**What you have to do**
Scan the records below for the string "true" and return every line where it appears.

Data supplied section start

PR #6936, opened 2026-09-17
WI-002578: a card is timed from where it was dropped

yusuffGoodie:
> **Stacked:** [#6930](https://github.com/ONE-F-M/one_fm/pull/6930) → [#6931](https://github.com/ONE-F-M/one_fm/pull/6931) → [#6932](https://github.com/ONE-F-M/one_fm/pull/6932) → [#6933](https://github.com/ONE-F-M/one_fm/pull/6933) → [#6934](https://github.com/ONE-F-M/one_fm/pull/6934) → [#6935](https://github.com/ONE-F-M/one_fm/pull/6935) → this.

## The gap

The drop event has always carried the position on the lane, and the board threw it away — `onLaneDrop` read only the vehicle. A card released at 14:00 opened its trip on a departure re-derived from the shift window: **the operator picked a slot and the board ignored it.**

`dropTimeFrom` turns the release point into a time:
- measured against the **lane's own box**, not `offsetX` — which is relative to whichever grid line or wash rect the pointer happened to be over, so the same drop read differently depending on what it landed on;
- clamped to the lane;
- scaled from CSS pixels into the `svgWidth` space that `xToTime` speaks (they differ once the board is zoomed).

## The part that's easy to get half-right

That time has to win in **two** places:

| | what it drives |
|---|---|
| `runStart` | the clock the Trip Builder's Initial Departure opens on (**AC1**) |
| `runStartMs` | what `_applyMerge` anchors the re-timed blocks to (**AC4**) |

Setting only the first showed the dropped time in the field and then left the block sitting where the shift window put it. Both now derive from one value, and a run reopened through *Edit Trip Timings* passes no drop and still opens on its stored departure.

## Criteria already delivered — pinned, not rebuilt

- **AC2** — the forward walk is `walk_legs` on the server, the single rule the Trip Builder, canvas, Route Plan and manifest share. Per your call, not reimplemented in the browser. Verified live: 14:40 + 12 buffer + 27 transit = **15:19**.
- **AC3 / AC7** — the round trip falls out of `build_itinerary` for a single card; **AC6** unblocked *Edit Trip Timings*. Both landed in [#6931](https://github.com/ONE-F-M/one_fm/pull/6931) and are browser-verified there (camp → site → camp, last stop carrying no onward transit).
- **AC5** — the drawer already prints Trip Start, Trip End and the total above the stop sequence. Left alone.

**AC1's "bypass the assignment popup" is deliberately not implemented** — you asked for the Assign modal to stay and lead into the Trip Builder, which is what shipped in #6931. Confirmed with you before starting this.

## Tests

`one_fm/tests/test_drop_time_departure.py` — 15 tests, including ones that fail if the anchor and the field are ever decoupled again.

| module | result |
|---|---|
| `test_drop_time_departure` | 15 passed |
| `test_default_leg_timings` / `test_merge_preview` / `test_stop_removal_controls` | OK |
| `test_transportation_schedule` / `test_roster_overlay` / `test_assigned_card_recrew` | OK |
| `test_forward_departure_scheduling` / `test_lane_day_rebase` | OK |


yusuffGoodie:
## ⚠️ Deviation from AC1 — needs BA sign-off

Reported in testing by @y-oyedele: a **17:00 card dropped on a lane opened the Trip Builder on `12:34:12`**, and the itinerary walked forward from there.

That was **AC1 working exactly as written** — the release position seeded the Initial Departure Time. In use it reads as a fault, so it has been changed. Flagging it here because the AC asks for the opposite.

### Why the release position is the wrong source

A 17:00 card has to **reach** site by 17:00, so the bus leaves the camp at **16:40** — the arrival anchor less buffer and transit. Releasing the card anywhere else offered a departure with no operational meaning, and the dispatcher had to drop pixel-accurately or retype the time.

### It was also only half applied

`_doPlace` draws the block from the shift window and **never saw the release point**. So:

| | |
|---|---|
| Trip Builder said | **12:34** |
| The block on the lane said | **16:40** |

They agreed only once **Confirm & Apply** re-timed the blocks. Cancelling left them disagreeing for good.

Reproduced against live data — **TS-1090**, Outward, `start_time 17:00`, block persisted as `2026-09-20T13:40:00Z` (16:40 Kuwait):

| `current_departure` sent | departure returned | legs |
|---|---|---|
| *(none)* | **16:40:00** | 16:40 → 17:00 → 17:20 |
| `12:34:12` | 12:34:12 | **12:34 → 12:54 → 13:14** ← the reported screenshot, exactly |

### What changed

The release point now decides **which lane** and nothing else. The departure comes from the same place the block does, so the two can no longer disagree, and the field is still there for a dispatcher who wants a different time.

`dropTimeFrom` and the whole `droppedAt` thread are removed rather than left dangling — one path still passing it would put the old behaviour back on that path alone, and the two would disagree again.

**The rest of WI-002578 is untouched**: the forward walk (AC2), the automatic 2-leg round trip (AC3/AC7), block anchoring (AC4), the drawer's trip window (AC5), Edit Trip Timings on a single-stop trip (AC6), and the assignment modal handing straight over via **Open Trip Builder** (the part of AC1 that stands).

### Verification

**16 tests.** The departure rule is now **executed** against a seeded card rather than grepped:

- a 17:00 card leaves at **16:40**
- it reaches site **exactly on the shift start**
- longer legs back off further (30 transit + 15 buffer → **16:15**)
- a **typed departure still wins**
- reopening on a placed run returns the same minute, so Confirm moves nothing
- no `dropTimeFrom` / `droppedAt` survives anywhere in the canvas

All **343 tests** across the Transportation epic re-run green on the rebased tip.

> Stack rebased: #6937–#6941 force-pushed. All remain `mergeable: true`.

yusuffGoodie:
## Fix: Confirm & Apply now works on a run of one card

Reported by @y-oyedele while testing the +1 DAY badge: a leg changed to 85 minutes previewed as arriving **00:30**, Confirm closed the modal, and **nothing happened** — the block kept its width and the plan kept the old 15.

### One line

A run of **one card** never goes through `merge_trip_shipments` — that endpoint needs two cards to mint a trip group. So the modal applies the preview directly and builds `merged` **by hand**:

```js
{ trip_group: soloTripId, trip_direction: ..., merged_shipments: [] }
```

No `itinerary`. And `_applyMerge` opened by dereferencing one anyway:

```js
const order = merged.itinerary.map((s) => s.shipment);   // TypeError
```

It threw **after `d.hide()` had already run**, inside the dialog's own handler. The modal closed, the rest of the method never executed, and the block sat unmoved on its old minutes while the preview had just shown the operator the new ones. **Nothing reported a failure because nothing was left to report it** — which is exactly why it read as "Confirm does nothing".

`order` only positions a card being *merged in*, which a solo run has none of, so `[]` is the honest value rather than a guard bolted on. Guarded at the consumer, since both callers reach that line.

### Why this took three passes to find

Worth recording, because each earlier reading was wrong in a way that looked right:

| I said | Actually |
|---|---|
| the camp leg persists 0/0 | true, but a symptom — the save never ran |
| the home leg's minutes are dropped | wrong, `_applyMerge` does store `home` |
| `leg_timings` isn't persisted | true but irrelevant — it's rebuilt from the rows |

The preview was right, the server was right, and the stop→block mapping was right. Everything downstream of the throw simply never ran. The thing that finally pinned it was @y-oyedele confirming **the block does not change width** — that ruled out persistence and put the fault before it.

### Verification

**21 tests**, 5 new. The shipped line is **executed under node** against both shapes — the solo object that used to throw, and a server itinerary that must still be read — because a one-line dereference is precisely what a source grep waves through.

Also pinned: the solo branch still passes `previewStops, departureShiftMs, runStartMs` through, since dropping those would make Confirm a no-op again, quietly this time.

Full epic green on the rebased tip: 380 tests across 15 suites, plus 96 route plan and 26 manifest page.

> Stack rebased: #6937–#6941 force-pushed.

NoBoneZ (approved):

Data supplied section end

**Written reply**
> Stack rebased: #6937–#6941 force-pushed. All remain `mergeable: true`.
| the camp leg persists 0/0 | true, but a symptom — the save never ran |
| `leg_timings` isn't persisted | true but irrelevant — it's rebuilt from the rows |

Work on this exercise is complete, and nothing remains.